E in più ci sono state 4 vittime. La più giovane aveva 37 anni ed era di Pescara.
IMPENNATA, Il virus corre più spedito che mai. Si registra ovunque una vera e propria impennata.
I 921 nuovi casi sono emersi dall'analisi di 6.707 tamponi molecolari: è risultato positivo il 13,73% dei campioni. Resta altissimo il tasso di positività. Dei nuovi contagiati, il più giovane è un bambino di un anno e il più anziano un uomo di 95 anni, entrambi della provincia di Teramo. Le località con più nuovi casi sono L'Aquila (135), Pescara (107), Chieti (36), Teramo (35), Avezzano (34), Roseto (33), Montesilvano (29), Ortona (20).
Ventuno, nel complesso, i centri che hanno registrato più di dieci. A livello provinciale, l'incremento più consistente si registra nell'Aquilano (311), seguito dal Pescarese (240), dal Chietino (168) e dal Teramano (164).
ALTRI QUATTRO MORTI, Tre i decessi segnalati nel bollettino della Regione: un 37enne di Pescara, Andrea Cacciagrano, con patologie pregresse; un 69enne sempre del capoluogo adriatico, Roberto Antrodicchia; un 89enne di Ortona, Gabriele Nervegna. A questi si aggiunge un decesso non ancora conteggiato nei dati ufficiali: si tratta di Paolo Giordano, 59 anni, di Pescara, chitarrista famoso in Italia e all'estero.

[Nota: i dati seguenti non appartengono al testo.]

PR #149, opened 2020-10-27
feat: rpc reconnection on failure

### LINKED ISSUE #98: Visor failed to handle daemon restarts
Restarted the lotus daemon backing a visor instance and it failed to reconnect

https://gist.github.com/travisperson/4bb895ee50fa537a58049e4824bea6a0

iand:
Tasks are now passed an APIOpener which they use to acquire a lens. On
encountering a fatal error the task exits and closes the lens. The scheduler
restarts the task after a delay allowing the task to attempt a new connection
to the lens.

The lotus lens opener returns a new rpc connection. The lotusrepo and carrepo
openers return a shared instance of their repo since they hold exclusive locks
over the store.

Fixes #98

### DIFF
--- a/lens/interface.go
+++ b/lens/interface.go
@@ -1,6 +1,8 @@
 package lens
 
 import (
+	"context"
+
 	"github.com/filecoin-project/go-state-types/abi"
 	"github.com/filecoin-project/lotus/api"
 	"github.com/filecoin-project/lotus/chain/vm"
@@ -14,3 +16,7 @@ type API interface {
 }
 
 type APICloser func()
+
+type APIOpener interface {
+	Open(context.Context) (API, APICloser, error)
+}
--- a/lens/lotus/lotus.go
+++ b/lens/lotus/lotus.go
@@ -6,60 +6,74 @@ import (
 	"net/http"
 	"strings"
 
-	"github.com/filecoin-project/sentinel-visor/lens"
-
+	"github.com/filecoin-project/go-jsonrpc"
+	lotus_api "github.com/filecoin-project/lotus/api"
+	"github.com/filecoin-project/lotus/api/client"
+	lcli "github.com/filecoin-project/lotus/cli"
+	lru "github.com/hashicorp/golang-lru"
 	logging "github.com/ipfs/go-log/v2"
 	ma "github.com/multiformats/go-multiaddr"
 	manet "github.com/multiformats/go-multiaddr/net"
 	"github.com/urfave/cli/v2"
 	"golang.org/x/xerrors"
 
-	"github.com/filecoin-project/go-jsonrpc"
-	lotus_api "github.com/filecoin-project/lotus/api"
-	"github.com/filecoin-project/lotus/api/client"
-	lcli "github.com/filecoin-project/lotus/cli"
+	"github.com/filecoin-project/sentinel-visor/lens"
 )
 
 var log = logging.Logger("visor/lens/lotus")
 
-func GetFullNodeAPI(cctx *cli.Context) (context.Context, lens.API, lens.APICloser, error) {
+type APIOpener struct {
+	// TODO: replace dependency on cli.Context with tokenMaddr and repo path
+	cctx  *cli.Context
+	cache *lru.ARCCache // cache shared across all instances of the api
+}
+
+func NewAPIOpener(cctx *cli.Context, cacheSize int) (context.Context, *APIOpener, lens.APICloser, error) {
+	ctx := lcli.ReqContext(cctx)
+
+	ac, err := lru.NewARC(cacheSize)
+	if err != nil {
+		return ctx, nil, nil, xerrors.Errorf("new arc cache: %w", err)
+	}
+
+	o := &APIOpener{
+		cctx:  cctx,
+		cache: ac,
+	}
+
+	return ctx, o, lens.APICloser(func() {}), nil
+}
+
+func (o *APIOpener) Open(ctx context.Context) (lens.API, lens.APICloser, error) {
 	var api lotus_api.FullNode
 	var closer jsonrpc.ClientCloser
 	var err error
 
-	if tokenMaddr := cctx.String("api"); tokenMaddr != "" {
+	if tokenMaddr := o.cctx.String("api"); tokenMaddr != "" {
 		toks := strings.Split(tokenMaddr, ":")
 		if len(toks) != 2 {
-			return nil, nil, nil, fmt.Errorf("invalid api tokens, expected <token>:<maddr>, got: %s", tokenMaddr)
+			return nil, nil, fmt.Errorf("invalid api tokens, expected <token>:<maddr>, got: %s", tokenMaddr)
 		}
 
-		api, closer, err = getFullNodeAPIUsingCredentials(cctx.Context, toks[1], toks[0])
+		api, closer, err = getFullNodeAPIUsingCredentials(ctx, toks[1], toks[0])
 		if err != nil {
-			return nil, nil, nil, xerrors.Errorf("get full node api with credentials: %w", err)
+			return nil, nil, xerrors.Errorf("get full node api with credentials: %w", err)
 		}
 	} else {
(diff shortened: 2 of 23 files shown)


lens/lotus/lotus.go
```diff
@@ -6,60 +6,74 @@ import (
...
-	lcli "github.com/filecoin-project/lotus/cli"
+	"github.com/filecoin-project/sentinel-visor/lens"
 )
 
 var log = logging.Logger("visor/lens/lotus")
 
-func GetFullNodeAPI(cctx *cli.Context) (context.Context, lens.API, lens.APICloser, error) {
+type APIOpener struct {
+	// TODO: replace dependency on cli.Context with tokenMaddr and repo path
+	cctx  *cli.Context
```
willscott, line 27: if open takes a context, why do we need a context on NewAPIOpener? we can take it for the length of opening, but i'm not seeing what the value of storing it on the opener struct is

tasks/chain/economics.go
```diff
@@ -54,11 +54,19 @@ type ChainEconomics struct {
 // Run starts processing batches of tipsets until the context is done or
 // an error occurs.
 func (p *ChainEconomics) Run(ctx context.Context) error {
+	node, closer, err := p.opener.Open(ctx)
+	if err != nil {
+		return xerrors.Errorf("open lens: %w", err)
+	}
+	defer closer()
```
willscott, line 61: how does this relate to the lifetime of the API?
if the api fails, this whole task will need to restart, right?

lens/interface.go
```diff
@@ -14,3 +16,7 @@ type API interface {
 }
 
 type APICloser func()
+
+type APIOpener interface {
```
willscott, line 20: would a pattern where there's a wrapped 'reconnecting API' that presents the lens interface, but which internally will re-open the underlying lens after a delay upon failures be an easier abstraction than this one?

having each task have to worry about the lifetime / reconnecting to the lens on failures seems like it may result in duplicate reconnecting code in more places

lens/lotus/lotus.go
iand: Are you referring to the cli Context?  It's stored because we pass it to visor which adds a tracing key and (now I look closely) sets up a signal handler. I don't know why we're doing this. I'd prefer not to return the context at all from NewAPIOpener but I was trying to limit the scope of this change to connection handling.

tasks/chain/economics.go
iand: It does. But tasks are designed to be restarted by the scheduler. When processBatch returns an error then `wait.RepeatUntil` will return and closer will be called. For the lotus api that closes the rpc client so next time the task starts (after a 1 minute delay by default) it will acquire a new connection to the lotus api. 

The repo and sql lenses manage a single reference to the repo and calling closer here is a noop.

lens/lotus/lotus.go
willscott: more that you also pass a ctx to the `Open` function, and that's the one that should probably get tagged / live for the length of the open connection rather than the one passed in constructing the opener object itself.

lens/interface.go
iand: Each task needs to be able to close and reopen its connection independently. Otherwise we have to manage concurrent access to the lens state. There's not really any specific reconnecting code in the tasks: the open a connection and close it when they exit. The scheduler ensures that tasks are restarted after they fail. The connection logic itself is encapsulated in the opener that is passed to the task.

lens/lotus/lotus.go
iand: I'm note sure I follow

NewAPIOpener accepts a cli.Context (and uses it for reading flags/settings),  Open accepts a context.Context (and uses it for calls to the lotus API)

willscott: i think it's just the disjoint between the singleton APIOpener lifetime of the structs vs the duration of connections from the `Open` call where the semantics of how the cctx on the opener object are used is non-obvious.

iand: cctx is required (unfortunately) because we have a hard dependency on passing a `*cli.Context` to `github.com/filecoin-project/lotus/cli.GetFullNodeAPI` where it expects to be able to read flags and environment to locate the repo on disk.  We could unpick that dependency.

iand: Updated so we don't return the context from the creation of api openers. Does this address your concerns @willscott

lens/lotus/lotus.go
```diff
@@ -6,60 +6,72 @@ import (
...
 
-		api, closer, err = getFullNodeAPIUsingCredentials(cctx.Context, toks[1], toks[0])
+		api, closer, err = getFullNodeAPIUsingCredentials(ctx, toks[1], toks[0])
 		if err != nil {
-			return nil, nil, nil, xerrors.Errorf("get full node api with credentials: %w", err)
+			return nil, nil, xerrors.Errorf("get full node api with credentials: %w", err)
 		}
 	} else {
-		api, closer, err = lcli.GetFullNodeAPI(cctx)
+		api, closer, err = lcli.GetFullNodeAPI(o.cctx)
```
willscott, line 61: why when we have token credentials do we use the `ctx` passed in to `Open` as the lifetime of the API, versus when we don't (and look on disk for the api endpoint) we use the context passed to create the APIOpener instead?

iand: As mentioned above they are different types. As far as I can tell GetFullNodeAPI expects the cli context so it can read the flags and environment.

iand: Perhaps @frrist or @mg could explain further since this code comes from the original spike

willscott: but in the first case you could provide `o.cctx.Context` for consistency though

iand: We should always prefer the context.Context passed to a function because it may have tracing or metrics keys in it. o.cctx.Context would be the original context derived from context.Background by the CLI package.

willscott: then lets change `GetFullNodeAPI` take in an explicit context so that one can also use the context passed in to the opener?

What i'm worried about is that the decision to pass in credentials as a flag shouldn't change the lifetime of the API as it's unrelated. that seems like it can easily lead to a fairly counter-intuitive bug to track down at some point in the future.

iand: Agree this is a wart. 

GetFullNodeAPI is in lotus. Can we decouple this change and that one?

willscott: ah. i see the issue now 😢 

we could do something like:
```
o.cctx.Context = ctx
api, closer, err = lcli.GetFullNodeAPI(o.cctx)
```

maybe would want to save/restore the full context to make sure it doesn't get lost.

iand: Can you expand on "the decision to pass in credentials as a flag shouldn't change the lifetime of the API"  - I don't think I understand why it would change it.

iand: (since the lifetime of the API is always the duration of a single run of the task that is using it)

willscott: i guess i meant more "which context is used" - if an extra tag (or a cancel context) is added to the context passed to the `Open` method, it will be applied if there is a `--api ` flag and the upper case of instantiation is used, but not if there isn't and only the original app context goes to the API.

Having consistency of the context used for the API node / json RPC seems desirable

frrist: > Perhaps frrist or mg could explain further since this code comes from the original spike

Not 100% sure on the question, but it looks like the methods called interanlly by `lcli.GetFullNodeAPI` are all exported meaning `lcli.GetFullNodeAPI` could be re-implemented here for simpler context handling.

iand:
@willscott I refactored the lotus lens to remove the dependency on lotus lcli and the long term reference to cli.Context. The opener now holds only the address and token which is uses to reconnect to the api when Open is called.

willscott (approved):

Il musicista, che aveva altre patologie ed era considerato un paziente fragile, è morto in terapia intensiva a Pescara. Il bilancio delle vittime sale così a 2.635.
OLTRE 10MILA MALATI , Gli attualmente positivi al virus continuano ad aumentare e superano quota diecimila. Sono, infatti, 10.413, cioè 520 in più rispetto a martedì. Altissimo il dato delle persone in quarantena che, secondo le stime, sarebbero circa 75mila.
In aumento i ricoveri, che passano da 184 a 196. In particolare, 172 pazienti (+12) sono in ospedale in area medica e 24 - dato invariato ma con due nuovi accessi - sono in terapia intensiva.
Gli altri 10.217 attualmente positivi sono in isolamento domiciliare (+508). «Quasi il 90% dei ricoveri nelle terapie intensive abruzzesi riguarda persone non vaccinate», afferma il referente regionale per le emergenze, Alberto Albani, a capo della task force sul Covid-19, sottolineando che «ci sono persone che, prima di essere intubate, si pentono di non essersi vaccinate, ma ci sono anche coloro che rifiutano di essere intubate».
In molti casi si tratta di persone giovani. «In questa fase di crescita rapidissima dei contagi», dice ancora l'esperto, «la prima arma restano i vaccini, ma subito dopo ci sono le mascherine, il distanziamento sociale e il rispetto delle regole comportamentali, che ora tornano ad essere più importanti che mai».
ZONA GIALLA, In Abruzzo il tasso di occupazione dei posti letto è al 13% per le terapie intensive e sale al 13% (+1%) anche per l'area non critica, a fronte di soglie da zona gialla rispettivamente del 10 e del 15%.
L'incidenza settimanale dei contagi per centomila abitanti continua a salire rapidamente e arriva a 337 (soglia limite 50), registrando il valore più alto dell'ultimo anno e, in particolare, dalla seconda metà di novembre 2020. In altre parole, solo i ricoveri in area medica consentono all'Abruzzo di restare in zona bianca, ma manca pochissimo al superamento della soglia limite, che è pari a 198 pazienti: ne mancano 26. Considerando che il dato sui ricoveri è aumentato di 28 unità in 72 ore, nel giro di pochi giorni l'Abruzzo dovrebbe presentare valori da zona gialla. I numeri più alti sono quelli del Pescarese, dove l'incidenza arriva addirittura a 411, seguita dal Teramano (331), dall'Aquilano (297) e dal Chietino (275).